My guess is Canon makes good money on a very little investment in those models (probably very little beyond the IR filter, e.g. change model number in ROM), and leaving customers who shoot astronomy without an upgrade path when their camera goes out of maintenance is bound to piss them off and lead to negative PR.


----------



## TominNJ (Nov 5, 2019)

they made the camera now how about a coma corrected lens? I think this camera is aimed (heh) at telescope users rather than night sky shooters but still...


----------



## BeenThere (Nov 5, 2019)

It will be interesting to see just how correctable to “normal” color this camera can be with a drop in filter. If pretty close with a standard post processing prescription, then it could end up in more kits than seems to be expected.


----------



## KirkD (Nov 5, 2019)

There may be a lot of universities and collages, not to mention advanced amateur astronomers, interested in this. My own alma mater had a small store room filled with telescopes, and other equipment including a few cameras, that students could book out or use for astronomy assignments.


----------



## gruhl28 (Nov 5, 2019)

Looks like Adorama has removed the page, I'm getting a "404 Not Found" error clicking the link. Likely they accidentally put it up before they'd intended it to be public.


----------



## Hector1970 (Nov 5, 2019)

For some one who has never done deep sky astrophotography (but has had a lifetime interest in space). What would you ideally use this with?
Any recommendations on a suitable telescope with tracking ability? (auto alignment if possible).


----------



## Joules (Nov 5, 2019)

Hector1970 said:


> Any recommendations on a suitable telescope with tracking ability? (auto alignment if possible).

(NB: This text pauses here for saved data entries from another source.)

PR #84, opened 2023-09-18
fix: allow up to 250 concurrent spark-api connections

bajtos:
Trying to fix the following problem found in logs:

> Instance 080e126b565608 reached hard limit of 25 concurrent
> connections. This usually indicates your app is not closing
> connections properly or is not closing them fast enough for
> the traffic levels it is handling. Scaling resources, number
> of instances or increasing your hard limit might help.

### DIFF
--- a/fly.toml
+++ b/fly.toml
@@ -19,8 +19,8 @@ processes = []
   protocol = "tcp"
   script_checks = []
   [services.concurrency]
-    hard_limit = 25
-    soft_limit = 20
+    hard_limit = 250
+    soft_limit = 200
     type = "connections"
 
   [[services.ports]]


fly.toml
```diff
@@ -19,8 +19,8 @@ processes = []
   protocol = "tcp"
   script_checks = []
   [services.concurrency]
-    hard_limit = 25
-    soft_limit = 20
+    hard_limit = 250
+    soft_limit = 200
```
bajtos, line 23: @juliangruber, do you remember why you chose these particular limits? I think we should be able to handle even more than 250 req/s, maybe I can bump this up to something like 2500/2000?

juliangruber: I didn't choose these limits, they were part of the default template created by the fly cli. Changing them is most likely the right step for us

juliangruber (approved):

bajtos:
Since we are running two SPARK-API instances (2x250 connections) and access the DB from Grafana (up to tens of concurrent connections), I bumped up the max connections limit in the DB to 1000.

```
spark-api/spark-db ❯ flyctl postgres config update --max-connections 1000
NAME           	VALUE	TARGET VALUE	RESTART REQUIRED
max-connections	300  	1000        	true

? Are you sure you want to apply these changes? Yes
Performing update...
Update complete!
Please note that some of your changes will require a cluster restart before they will be applied.
? Restart cluster now? Yes
Identifying cluster role(s)
  Machine 2874de7f654328: replica
  Machine e28657eea65e68: leader
Restarting machine 2874de7f654328
  Waiting for 2874de7f654328 to become healthy (started, 3/3)
Machine 2874de7f654328 restarted successfully!
Attempting to failover e28657eea65e68
Restarting machine e28657eea65e68
  Waiting for e28657eea65e68 to become healthy (started, 3/3)
Machine e28657eea65e68 restarted successfully!
Postgres cluster has been successfully restarted!
```

PR #85, opened 2023-09-18
fix: healthcheck config

bajtos:
- Increase grace period to 10s, we are fetching FEVM state at startup

- Configure the healthcheck URL as `/rounds/current`. After my recent changes, the root URL `/` is returning 404, and thus failing the check.


juliangruber:
👏

PR #88, opened 2023-09-18
perf: add index for `measurements.finished_at`

bajtos:
Many Grafana charts are filtering and grouping using this column, I hope the index will improve performance of those queries.


migrations/017.do.index-measurements-by-time.sql
```diff
@@ -0,0 +1 @@
+CREATE INDEX CONCURRENTLY measurements_finished_at ON measurements (finished_at);
```
juliangruber, line 1: 👍

PR #94, opened 2023-09-26
Add telemetry

juliangruber:
Closes https://github.com/filecoin-station/spark-evaluate/issues/2

See also https://github.com/filecoin-station/spark-evaluate/pull/15

### DIFF
--- a/spark-publish/index.js
+++ b/spark-publish/index.js
@@ -1,6 +1,7 @@
 /* global File */
 
 import timers from 'node:timers/promises'
+import { record } from './lib/telemetry.js'
 
 export const publish = async ({
   client,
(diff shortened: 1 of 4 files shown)


spark-publish/index.js
```diff
@@ -37,20 +38,24 @@ export const publish = async ({
...
+  const uploadMeasurementsDuration = new Date() - start
   logger.log(`Measurements packaged in ${cid}`)
 
   // Call contract with CID
   logger.log('ie.addMeasurements()...')
+  start = new Date()
   const tx = await ieContract.addMeasurements(cid.toString())
   const receipt = await tx.wait()
   const event = receipt.events.find(e => e.event === 'MeasurementsAdded')
   const { roundIndex } = event.args
```
bajtos, line 57: Nice! What do you think about updating `measurements` with the `roundIndex` value we got from the smart-contract interaction? That would solve the problem we discussed on Slack, where we end up with a part of measurements belonging to the previous round because of a race condition/timing issues.

bajtos (approved):
:shipit:

spark-publish/index.js
bajtos: I mean writing `roundIndex` to Postgres DB.

juliangruber: If we need that association, here seems to be a good place to do it 👍

PR #98, opened 2023-10-02
test: remove delay after all tests are done

bajtos:
Before my change, there was a delay of approx. two seconds after all tests complete but before the Mocha process exits. This delay was caused by the recently added InfluxDB client (commit 35176074).

This commits modifies the test suite to explicitly close the InfluxDB client after all tests finished.


juliangruber (approved):
awesome!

It is not required to go full out on astro gear to capture deep sky images. I got myself a Fornax Lightrack II portable tracking mount and use my Sigma 150-600mm lens, which is still a combination I could take out into the field when I want to escape the light pollution. I haven't done that yet, but I'm pleased with the results so far.

For less extreme focal lengths, a more inexpensive tracking mount like a Skywatcher Star Adventurer or something from iOptron are good choices as well. If you really want advice in a telescope, I'm not sure I would seek it in this forum. It's a pretty niche topic and I believe there are more fitting forums for it.


----------



## padam (Nov 5, 2019)

This also means that the EOS R Mark II is probably farther away than what people expect.
It will probably change in more ways than a 5D Mark V compared to its predecessor, so it probably will not follow it immediately afterwards.


----------



## Joules (Nov 5, 2019)

padam said:


> This also means that the EOS R Mark II is probably farther away than what people expect.


What makes you think so?

I believe this camera is designed for such a specific niche, it doesn't really tells us anything about what Canon intends to do with the rest of the market.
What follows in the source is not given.